By PETER GRIFFIN
The Australian owner of the Datareach IT development lab in Napier has until Wednesday to put together a A$10 million ($11.5 million) finance package or its operations on both sides of the Tasman will likely collapse.
Managers of Tennyson Networks have been working furiously with their financial backer, Australian investment firm Neoside, to resurrect a plan to inject capital into the company.
At a shareholders' meeting held in Melbourne on Friday, investors passed a resolution to continue with the Neoside investment plan despite the difficulties Neoside has had in honouring an agreement to supply bridging finance of up to A$2 million. Neoside has two business days to deposit almost A$10 million with Tennyson and save the company.

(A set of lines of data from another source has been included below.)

PR #538, opened 2020-03-03
Coding style update - use // for single line comments

bluewavenet:

### DIFF
--- a/src/main.c
+++ b/src/main.c
@@ -39,13 +39,13 @@
 #include <sys/stat.h>
 #include <arpa/inet.h>
 
-/* for strerror() */
+// for strerror()
 #include <string.h>
 
-/* for wait() */
+// for wait()
 #include <sys/wait.h>
 
-/* for unix socket communication*/
+// for unix socket communication
 #include <sys/socket.h>
 #include <sys/un.h>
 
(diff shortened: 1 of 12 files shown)


src/main.c
```diff
@@ -191,12 +193,14 @@ init_signals(void)
...
-	/* Trap SIGPIPE */
+	// Trap SIGPIPE
+
 	/* This is done so that when libhttpd does a socket operation on
 	 * a disconnected socket (i.e.: Broken Pipes) we catch the signal
 	 * and do nothing. The alternative is to exit. SIGPIPE are harmless
 	 * if not desirable.
 	 */
+
 	debug(LOG_DEBUG, "Setting SIGPIPE  handler to SIG_IGN");
```
mwarning: an extra line sneaked in here :)

src/template.c
```diff
@@ -47,20 +47,21 @@ int tmpl_parse(struct template *vars, char *dst, size_t dst_len, const char *src
 			continue;
 		}
 
-		/* we know it's a '$'. But we are interest in the next char */
```
mwarning: Let's fix typos in a separate commit.

src/main.c
bluewavenet: It was deliberate ;-)
As it is an inline comment, the extra line adds to visual balance and readability in my opinion.

src/template.c
bluewavenet: Maybe, but I would prefer to fix little typos in comments as I spot them, otherwise I am sure to forget them later.

PR #545, opened 2020-03-08
Update documentation about libmicrohttpd

martignoni:


bluewavenet:
@martignoni 
See:
Version 5.0.0 - FAS API Moved to OpenNDS #560 
I would much appreciate it if you could check:
https://opennds.readthedocs.io
and resubmit on openNDS if required.

lynxis:
I've to check if we're okay again with older libmicrohttpd version. With the drop of the FAS we should have lowered the requirements of  libmicrohttpd.
I'm closing this PR for now, since it was against nodogsplash 4.x. and the master moved on to 5.x.

bluewavenet:
@lynxis 
The older versions of MHD have problems with the built in unescape where some special characters are not unescaped correctly.
This effected any strings passed in and out such as usernames, passwords and the gatewayname.
Without FAS and BinAuth, this leaves just gatewayname, so will be more of an obscure edge case.

PR #558, opened 2020-04-10
Strip down to templated splash page only.

bluewavenet:
Create a version optimised for minimal resource utilisation, supporting only the simple templated splash page.

The forwarding authentication service components have been moved to the new openNDS package at:
https://github.com/openNDS/openNDS


bluewavenet:
@mwarning 
@lynxis

lynxis:
Thanks. I've already started removing the FAS. I've to take a closer look into your documentation commit. But we can close this PR for now, because might cherry-pick smaller parts of it.

Issue #328, opened 2018-11-19
Running NDS without Internet Access


bluewavenet:
Running NDS without Internet Access
or more precisely 
NDS Automatic Offline Support for Client CPD

**The Issue:**
Client CPD does not trigger the NDS captive portal if the CPD fails to resolve the ip address of its connectivity check URL.

NDS can be made to function in an offline situation by setting up the router DNS server to return an ip address, eg the gateway address, for ALL DNS requests rather than returning an error.

This is fine for a situation where the router never has an Internet feed, but of no use if the feed is only temporarily unavailable.

**Proposed Solution:**
NDS redirects all port 53 traffic from the local network to its own DNS handler at a different port, say 5353.

An NDS DNS handler then calls the  router's actual DNS server on port 53. If it receives an ip address, it echoes this to the client. If it receives an error, ie the router is offline, then it sends its own gateway address to the client.

The client CPD will then access the ip address it receives on port 80 thus triggering the captive portal.

As NDS now knows that it is operating offline it can send an "Offline Status" splash page instead of the usual splash page. 

This should be fairly simple to implement.

In addition, by using FAS and staying on the splash page without actually authenticating to NDS, this automated behavior can be used to provide offline information services, getting round the issue with the defacto standard CPD automatically closing the client CPD browser on authentication.

@mwarning

mwarning:
Won't it be sufficient to return the gateways IP address if the router is meant to work offline?
This is already possible on OpenWrt by setting: `uci add_list dhcp.@dnsmasq[0].server='/p2p/::1#3535'` (we should include that into the NDS config on OpenWrt..)

mwarning:
Ok, you want to have a dynamic detection. If there is not Internet => return Gateway IP, if there is Internet => return gateway IP if unauthenticated and real IP if authenticated.
Is that correct?

bluewavenet:
Not quite. 
1. If there is Internet => client CPD DNS query for connectivity check url gets real IP - everything as normal - splash page is triggered.
2. Internet Down (or not even available) => client CPD DNS query for connectivity check url gets gateway address - splash page is triggered.

In case 2, if the CPD gets NACK or error from DNS server, it stops trying to connect and informs Networkmanager to try another SSID. Splash page is never shown.

bluewavenet:
Once authenticated, the same applies. 
Internet present - real ip address returned from DNS query
Internet not present - gateway address returned

bluewavenet:
[...]

PR #592, opened 2020-10-15
Fake DNS for pre-auth clients

thormj:
Added a fakedns thread that simply returns the ip4 address to *any* dns request, and if that is enabled, redirects all dns traffic from pre-auth users to it.  If you use this, the gateway must know its hotspot IPV4 address (the DNS server only handles IPV4).

Makes it much faster to display the splash page (the dns queries don't go to the internet), makes offline use easy, and makes the system iodine-proof.


bluewavenet:
@thormj 
I have not looked into your code in any detail, but given it is the client CPD that triggers the splash page, there are some fundamental issues to take into account.

- An increasing number of vendor CPD implementations implement their own DNS Rebind protection by discarding upstream RFC1918 responses. The result is that such CPD implementations will not trigger the splash page in this case. You can work around it by returning a valid public ip address for all requests, rather than a private one. The returned address can be a random one, for example 123.123.123.123.
- Most CPD implementations and browsers cache DNS responses with a TTL override, some caching indefinitely, or at least until a restart. In this case, a "fake DNS" will result in cache poisoning. This does not matter much for continuous offline operation, but will be bad if the fake is enabled for online operation.

mwarning:
@thormj thanks, awesome contribution. I will try to give it a test run. Possible next week.

thormj:
Man... they're really trying to screw up a good thing (automatically finding the "page that enables the network"... trust me, the code is naive (I don't even bother to look at the DNS query).

For chrome, there's an internals page that resets things - https://stackoverflow.com/questions/4322046/prevent-chrome-from-caching-a-sites-dns-records/39124052#39124052

I've updated it to have a few more options that should make it as flexible as we'd want to make it:
predns_port [5553] - Set to 0 to not do the iptable redirection.
predns_ip [NULL] - if null, it uses the gw_ip4 address...
predns_internal [1] - 0 to not run the naive internal dns server
predns_internalresp [NULL] - the ipv4 response of the internal server; if null, returns gw_ip4 address.

Now it should be flexible enough to do just about anything; if you want to set up a "preath dnsmasq server", set predn_internal=0, and predns_ip : predns_port to the "preauth dnsmasq server" (then you can configure the resolv tables however you want.

If you set predns_port = 0 no firewall rules will be written for you (and the server won't be started because it's kinda useless).
If you leave everything as a default, it sets up its own naive dns server on 5553 pointing to the gw,

thormj:
> @thormj thanks, awesome contribution. I will try to give it a test run. Possible next week.

So I don't really know etiquette... I've made it more flexible in response to @bluewavenet (so now it can point to whatever you want as a pre-auth-dns)...

Wasn't sure if I should let you run with this (evidently a pull request keeps pointing to the latest head on the branch),
 -or-
Close and make a new request (don't use the ones before Removed a Couple of Warnings -- I was guilty of using git as a "file mover" for this.

mwarning:
If we merge this, we would probably squash all commits into one. You can do it yourself as well (`git rebase - i ...`), if you like.

bluewavenet:
@thormj @mwarning 
Yes excellent work. But I have a number of concerns.

> Man... they're really trying to screw up a good thing

**Not really.** It is all about security and performance. All browsers and all client operating systems of any note implement a built in CPD to mitigate conflicts between client security and the necessity to support captive portal situations. These CPD "browsers" clean up and possibly self terminate once the detection URL returns the expected response.

For some insight into CPD, see:
https://opennds.readthedocs.io/en/stable/howitworks.html#captive-portal-detection-cpd

However, implementing a captive portal with a fake DNS turns it into a "DNS Rebind attack tool", even if we do not intend it to be used as such. New releases of CPD implementations are enabling detection of DNS rebind and rejecting if detected.

**The original thinking** behind this was to provide an "Offline Mode" with the further possibility of auto detecting the failure of the Internet feed ( #328 ).

**_The important bit of functionality missing in this PR is described in #328 :_**

> [The] NDS DNS handler then calls the router's actual DNS server on port 53. If it receives an ip address, it echoes this to the client. If it receives an error, ie the router is offline, then it sends [some valid public ip] to the client.

Note the update to the quote in the light of recent changes in CPD implementation.

**This PR would also need** a rationalisation of the new config parameters including a clear naming scheme (in my opinion), but we can go into that later.

**You must also not forget** to update the OpenWrt config files as well as the documentation and man pages ;-)

**My final concern** is that this adds complexity to NoDogSplash, shortly after a deliberate forking to minimise complexity.....

thormj:
Updated the OpenWRT docs... I didn't really see anything in the man page talking about the config (more about how to integrate it into a system), so let me know if I missed it.

If you want to return a public IP, you can use the PreDNS_InternalResp to whatever IPv4 you'd like (8.8.8.8 ?).
The caching has bitten me with this, but I can't figure out a good way to fix it (if they'd simply obey the TTL!); I suppose you could make a list of "detection addresses" and then configure dnsmasq to do something "special" with them and return NXDomain for everything else.

I do understand why they're doing it (there's an evil-network-on-a-stick that's amazing -- otoh, it /doesn't/ pop up a CPD page, it just supersedes your DNS, etc with its own evil interfaces and uses your browser's tendencies to reconnect everything [server-side-pushes, etc] to harvest passwords and such)...

I put it some notes in the fakedns_thread.c file -- I thought I'd like to be able to pass in -1.0.0.0 and have it simply return nxdomain for everything of -2.0.0.0 have it return nodata, but I think it'd have to be split out so it understood the names because we need to return /something/ for the CPD check names... but that's getting even more complicated (and maybe a job for a "properly configured dnsmasq")...

I'll think about making the internal server more like #328... it seems like a good way to handle semi-online mode (in my case, this RasPi node is my CNC controller out in the shed; sometimes it can connect to the main network, but if all the machines are on, it doesn't do well; using HostAPD means my phone can *reliably* control the CNC and /sometimes/ see the internet.  The NDS was added so when it connects it automatically pops up the CNC page without having to have a shortcut (this is a MaslowCNC/Webcontrol thing)...

I have a number of "offline wifi devices" (eg Twinkly), but since they don't have any CPD splash page, you really don't know what to do if you "connect" to them; this is my attempt to give WIFi IOT devices an easy "splash page" (vs the "I am 8.8.8.8" hack on https://stackoverflow.com/questions/54583818/esp-auto-login-accept-message-by-os-with-redirect-to-page-like-public-wifi-port

bluewavenet:
@thormj 

> Updated the OpenWRT docs

**It is not OpenWrt docs but essential procd and config files for OpenWrt**.  Note that OpenWrt is the major platform for NDS in both its forms (NoDogSplash and openNDS).

**The documentation** is a set of .rst files that are exported to readthedocs.io
ie https://nodogsplashdocs.readthedocs.io/en/stable/

**The man pages** are a duplicate of this. Both need to be updated to reflect changes.

> If you want to return a public IP, you can use the PreDNS_InternalResp to whatever IPv4 you'd like (8.8.8.8 ?).
> The caching has bitten me with this

**You are missing the point** that fake dns should only be in operation **IF** and only if, you are running offline.

**Automatic detection of an offline state** when a client connects (ie the Internet feed went down), would be quite easy to implement with your fake server, as I described earlier. This would allow clients to be informed that there is no Internet access.

> I have a number of "offline wifi devices"

**All you need for permanently offline devices** is the trivial one line edit to dnsmasq config.

**Your fake server has the potential to be very useful**, but your overall implementation seems to be biased towards your limited use case, resulting in the discussed problems.

**I see its main benefits for:**
 * Providing a simple "Offline" or "Museum" mode for _permanent offline operation_ where clients are served an information web site. Enabled by a simple NDS config option. This works extremely well at museum type venues with QR codes at each exhibit, for example.
 * Providing  _automated offline detection with failover_ to a local web server giving, in its simplest form, an apology message to clients, and at the other extreme a full informational or campus wide web service.

**I do not intend to be "down voting" with my comments,** I'm just trying to put forward the larger picture - in my opinion it is just adding unnecessary complexity to NoDogSplash where a simple one liner in the dnsmasq config would suffice.

Cherry picking this over to in openNDS though, is a different matter, as the two main benefits above can really be made to work simply and effectively.

thormj:
Hrm... it looks like something _should_ be done with the fake server.  I was very happy with it when I use it from a Windows PC (only one source of internet, so it connects and goes)., but my phone [Galaxy S7E] doesn't like it at all.  It doesn't tell the user what's going on other than "we'll connect to this when it's connected"... even if you start the phone in Airplane mode, it refuses to bring up the splash page until the  fake server is turned off.

I'm playing around with dnsmasq and seeing what I can do to troubleshoot/fix the issue.... maybe a O114 on the DHCP line and some kind of "preloaded" cache for certain DNS entries...  but I only have Windows, GalaxyS7E, and a iPhone 6c to test with.

thormj:
The other spooty thing the GX7E does is just-close-the-window on authentication... which means the user has no way to know/get back to the gateway...

thormj:
Ehh... if you simply let dnsmasq supply good dns addresses  for the detection urls, it works like a champ.  Doesn't prevent iodine, but it works offline or even semi-offlne. 

Use #593  instead...

bluewavenet:
@thormj 

> the GX7E does is just-close-the-window on authentication

This is increasingly the way it is with vendor CPD implementations. The ratio of just-closes to keep-opens is currently significantly >1 for OS/NetworkManager CPD, but approx 0 for browsers. eg Firefox (mostly) keeps the tab open.
This is the reason RedirectURL is deprecated in openNDS.

bluewavenet:
@thormj 

> my phone [Galaxy S7E] doesn't like it at all. It doesn't tell the user what's going on other than "we'll connect to this when it's connected"... even if you start the phone in Airplane mode, it refuses to bring up the splash page until the fake server is turned off.

See my earlier comment:

> However, implementing a captive portal with a fake DNS turns it into a "DNS Rebind attack tool", even if we do not intend it to be used as such. New releases of CPD implementations are enabling detection of DNS rebind and rejecting if detected. 

You can work around this by using a **_NON_** RFC1918 address as the fake returned address. eg 123.123.123.123 works well.

bluewavenet:
@thormj 

> if you simply let dnsmasq supply good dns addresses for the detection urls, it works like a champ. Doesn't prevent iodine

For the majority of free public wifi installations, iodine abuse probably is a waste of time for the person trying to do it, as, well, access is free, so why bother trying. I suspect the only successful public wifi systems from now on, will be the free ones (this is already true in Europe apart from a few legacy ones that are hanging on with a rapidly diminishing number of customers). In countries with expensive Internet or expensive/poor/non-existent 4G, there is still a market for paid public wifi, but this will change, probably very rapidly.
So yes an iodine trap would be nice. A modified forwarding implementation of your fakedns_thread.c could check for iodine before forwarding DNS requests to dnsmsaq.

dtbayles:
@thormj 
> if you simply let dnsmasq supply good dns addresses for the detection urls, it works like a champ. Doesn't prevent iodine

What's the 1 line fix to add to `dnsmasq`? 

I require a "Museum" type solution that @bluewavenet described but for museum's in West Africa with unreliable network. If we don't have to rely on a live connection, then we don't want to. I was thinking about mocking a DNS server and sure enough here is your PR. The networking got a bit too technical for me at the end. What would be the simplest (and best) solution to display a Captive Portal to users who will always be in pre-auth and not require internet connection? Our landing page is a `.php` file, would this also be possible in the Captive Portal or must we convert our solution to just html/css/js?

bluewavenet:
@dtbayles 

> What's the 1 line fix to add to dnsmasq?

Make it **resolve everything** **_to a random non rfc1918 address._**

> Our landing page is a .php file,

NoDogSplash does not support php, for that you should migrate to openNDS.
But be aware that you must not authenticate at any time as the CPD browser window will close if you do.

> must we convert our solution to just html/css/js?

The client based CPD browser, for security reasons, supports only a very limited set of simple javascript. Any "fancy js scripting" will inevitably fail on all mobile devices.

The timing of tomorrow's Melbourne Cup horse race means Wednesday is D-day for the directors of Tennyson and Neoside.
"The Tennyson directors have indicated to me there might be a bit of slippage and it may be Thursday," said Nick Brooke, the PricewaterhouseCoopers administrator overseeing Tennyson.
The 25 Datareach staff working on telecoms and internet products in Napier continue to work on as normal but will be on tenterhooks as Wednesday's deadline approaches.
Even if the company gets its much-needed capital, it may have to re-assemble its Australian workforce from scratch.
Brooke said Tennyson's management were still confident of receiving the money.
Last month Tennyson's shares on the Australian Stock Exchange were suspended.